Default behaviour for external scripts

When a Kognitio external script is created without the optional configuration settings (introduced in the script creation section) then any similar optional configuration defined in the script environnment is applied to the script. Therefore setting the optional configurations on the script environment can be considered as setting up a default configuration for all external scripts using the environment. If these configuration settings are also omitted then Kognitio default external script behaviour is applied. This is discussed in detail below.

Default Invocations

Kognitio is designed for massively parallel processing and the default behaviour is set to exploit parallelism as much as possible. All nodes are utilized fully and therefore the number of script invocations is controlled by the resource scheduler. This will vary depending on available system resource when the invocations are started.

In default behaviour there is no limit on the number of invocations so if there is enough resource your external script call will result in one script invocations per ramstore on your system. This maximises parallelism of your code. If you need to limit this then use LIMIT N THREADS.

Some invocations may not receive data

The script invocations allocated by the resource scheduler are started regardless of the amount of data being received and processed by the script. In some circumstances, such as when the input data set is small or the number of partitions is less than the number of invocations, some of the invocations may not receive data. This scenario must always be handled within the external script to avoid errors.

Examples:

Default behaviour equivalent syntax

Considering the full external script syntax, Kognitio default external script functionality means, provided no (optional) script environment configuration has been set, that the command

CREATE EXTERNAL SCRIPT script-name
ENVIRONMENT script-environment
[RECEIVES({input-column [data-type]}, ...)]
[PARTITION BY part-column, ... ORDER BY order-column, ...]
SENDS ({result-column [data-type]}, ...)
SCRIPT 'extscript(
  Code in language matching script-environment
)extscript';

is exactly equivalent to the command

CREATE EXTERNAL SCRIPT script-name
ENVIRONMENT script-environment
[RECEIVES({input-column [data-type]}, ...)]
[PARTITION BY part-column, ... ORDER BY order-column, ...]
SENDS ({result-column [data-type]}, ...)
SET NO THREADS LIMIT
REQUIRES 0 GB RAM
RUN ON ALL
[DEFAULT PARTITIONS]
SCRIPT 'extscript(
  Code in language matching script-environment
)extscript';

Default partitioning strategy

When a PARTITION BY clause is included in the creation statement then the parallelization strategy used is DEFAULT PARTITIONS unless another strategy is specified. See the section on partition strategy types for more information.

Under all partitioning strategies the data is hashed according to the values of the part-column(s). All rows associated with each value combination will be sent to the same ramstore in the same way as hashing is carried out for a JOIN or GROUP BY in an SQL query.

A ramstore passes all its data to an available script invocation before another ramstore can use the invocation. If there are less script invocations than ramstores then the ramstores wait for a script invocation to become available.

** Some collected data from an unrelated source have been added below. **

PR #180, opened 2022-06-16
OSS::CountrySelector initial value triggers onChange + tests

Miexil:
### What does this PR do?

OSS::CountrySelector initial value triggers onChange + tests
Related to: #[1338](https://github.com/upfluence/backlog/issues/1338)

@initialValue triggers the onChange method to notify there is a match to the parent.
Tests updated & tests added for initialValue

### Good PR checklist

- [x] Title makes sense
- [x] Properly assigned
- [x] Added/updated tests
- [x] Properly labeled

### DIFF
--- a/tests/integration/components/o-s-s/country-selector-test.ts
+++ b/tests/integration/components/o-s-s/country-selector-test.ts
@@ -62,29 +62,30 @@ module('Integration | Component | o-s-s/country-selector', function (hooks) {
     assert.dom('.upf-infinite-select').exists();
   });
 
-  module('If @initialValue is passed', () => {
+  module('If @initialValue is passed', function (hooks) {
+    hooks.beforeEach(function () {
+      this.initValue = {
+        id: 'FR',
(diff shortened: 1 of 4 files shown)


tests/integration/components/o-s-s/country-selector-test.ts
```diff
@@ -62,6 +62,32 @@ module('Integration | Component | o-s-s/country-selector', function (hooks) {
     assert.dom('.upf-infinite-select').exists();
   });
 
+  module('If @initialValue is passed', () => {
+    test('If the value matches an entry from the sourceList, then the input is set to the value', async function (assert) {
+      await render(
+        hbs`<OSS::CountrySelector @onChange={{this.onchange}} @sourceList={{this.countries}} @initialValue="France" />`
```
phndiaye, line 68: what about using the iso-codes for initial value ?

JulienVannier66 (approved):

PR #189, opened 2022-06-30
Use assert to check for mandatory args

phndiaye:
### What does this PR do?

Use assert to check for mandatory args

### Good PR checklist

- [x] Title makes sense
- [x] Properly assigned
- [x] Added/updated tests
- [x] Properly labeled

### DIFF
--- a/addon/components/o-s-s/modal.stories.js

To ensure that all rows for a given partition value are received by the script invocation before the rows of the next value Kognitio performs a sort on the part-column(s) values prior to streaming the data into the script invocation. This means when DEFAULT PARTITIONS are used the input data must be held and sorted in a Kognitio temporary (RAM based) table. Therefore if the input data set is large this can result in a significant RAM overhead. See details on MIX PARTITIONS to avoid this issue

When DEFAULT PARTITIONS are applied each script invocation RECEIVES the data for the first combination present in the ramstore. Once the script RECEIVES all the data associated with the first combination Kognitio automatically streams the data rows for the next combination into the same script invocation. This data streaming occurs without a break in the data stream. Therefore it is essential that any external script code running under the DEFAULT PARTITIONS strategy handles the change in the values of part-column(s) one after the other.

A ramstore then orders the data by part-column(s) to ensure all data for a given value is passed into the script together.

Example: python script using partitions to calculate averages

No partitioning in external script syntax

If an external script has no PARTITION BY clause then data is not specifically hashed prior to being received by the external script invocation. The data forming the input into the script invocation will be streamed directly from a ramstore. If there is no local script invocation available a ramstore will pass its portion of the data to another node or conatiner for processing. This minimizes network traffic between nodes or containers. The results sent back to Kognitio from a script invocation are also held in the local ram-store or streamed onto the next phase in the process.

This processing model (with no partitioning) is ideal for operations requiring NoSQL operations on each row when there is no requirement to order or partition the data, such as complex data transformations. The movement of data is minimized as each input row is streamed through the external script invocation and output result columns are generated locally if possible. No partitioning means input data does not need to be sorted so Kognitio RAM overhead is also low.